PR #2873, opened 2026-04-17
add scale limit for image registration

aaronwmorris:


illigtr:
Thanks!. Fast (as usual). Will update both of my indi-allsky cameras. Tonight is forecast as clear sky and new moon.

aaronwmorris:
I will have to correct this change.  I think the current state will work well enough to prevent images from becoming too small, but not from growing larger.

PR #2880, opened 2026-04-23
Fix startrails moonmode settings, fixes #2832

### LINKED ISSUE #2832: Star Trails Exclude Moon Mode - when inactive, star trails generation still relies on moon altitude and phase.
In order to produce star trails during moon mode, one must first activate "Exclude Moon Mode", then set the altitude and phase value to "disabled" as in image below. Save it, then go back and disable "Star Trails Exclude Moon Mode".

Image

tswfi:
The toggle is inverted and the fields should actually be disabled when the toggle is off.

Added a "inverted" parameter for the fields and made the texts a bit clearer.


tswfi:
doh, I wasn't on latest main. sec. I will double check :)

tswfi:
so this commit https://github.com/aaronwmorris/indi-allsky/commit/5c2a74168253c4bb09fd9a075c0de47b08c971e3#diff-a03dc2ef5764296135515113bda2d1cd2b345b3c240b3984722164c33e51a116 changed the text but didn't change the logic at all? 
I left my text as I think it is more descriptive but please let me know if you like that commit version better and I can change it.

PR #2886, opened 2026-04-24
Feature/fits selector

jerryfmedeiros:
The Problem

Currently, the Image Processing page always loads the most recent FITS image with no way to select a different one. This makes it difficult to test processing settings against a specific frame.

Changes Made
This PR introduces a FITS image selector to allow tuning against specific historical frames.

Queries the 200 most recent FITS images for the current camera.
Passes these images to the template as fits_image_list.
Adds a dropdown beside the hidden FITS_ID field. Populates the dropdown from fits_image_list, labeling each image by its capture timestamp. Selecting a different image immediately triggers a reprocess. Edge case handled: When no FITS images exist for the camera, the dropdown displays "No FITS images available".


jerryfmedeiros:
The FITS Viewer already has a Process link that passes the image ID directly to Image Processing . This PR adds a selector that duplicates that workflow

* Task objective *
All of the records above need to be printed again exactly as they appear.

* Exercise solution *
PR #2873, opened 2026-04-17
add scale limit for image registration

aaronwmorris:


illigtr:
Thanks!. Fast (as usual). Will update both of my indi-allsky cameras. Tonight is forecast as clear sky and new moon.

aaronwmorris:
I will have to correct this change.  I think the current state will work well enough to prevent images from becoming too small, but not from growing larger.

PR #2880, opened 2026-04-23
Fix startrails moonmode settings, fixes #2832

### LINKED ISSUE #2832: Star Trails Exclude Moon Mode - when inactive, star trails generation still relies on moon altitude and phase.
In order to produce star trails during moon mode, one must first activate "Exclude Moon Mode", then set the altitude and phase value to "disabled" as in image below. Save it, then go back and disable "Star Trails Exclude Moon Mode".

Image

tswfi:
The toggle is inverted and the fields should actually be disabled when the toggle is off.

Added a "inverted" parameter for the fields and made the texts a bit clearer.


tswfi:
doh, I wasn't on latest main. sec. I will double check :)

tswfi:
so this commit https://github.com/aaronwmorris/indi-allsky/commit/5c2a74168253c4bb09fd9a075c0de47b08c971e3#diff-a03dc2ef5764296135515113bda2d1cd2b345b3c240b3984722164c33e51a116 changed the text but didn't change the logic at all? 
I left my text as I think it is more descriptive but please let me know if you like that commit version better and I can change it.

PR #2886, opened 2026-04-24
Feature/fits selector

jerryfmedeiros:
The Problem

Currently, the Image Processing page always loads the most recent FITS image with no way to select a different one. This makes it difficult to test processing settings against a specific frame.

Changes Made
This PR introduces a FITS image selector to allow tuning against specific historical frames.

Queries the 200 most recent FITS images for the current camera.
Passes these images to the template as fits_image_list.
Adds a dropdown beside the hidden FITS_ID field. Populates the dropdown from fits_image_list, labeling each image by its capture timestamp. Selecting a different image immediately triggers a reprocess. Edge case handled: When no FITS images exist for the camera, the dropdown displays "No FITS images available".


jerryfmedeiros:
The FITS Viewer already has a Process link that passes the image ID directly to Image Processing . This PR adds a selector that duplicates that workflow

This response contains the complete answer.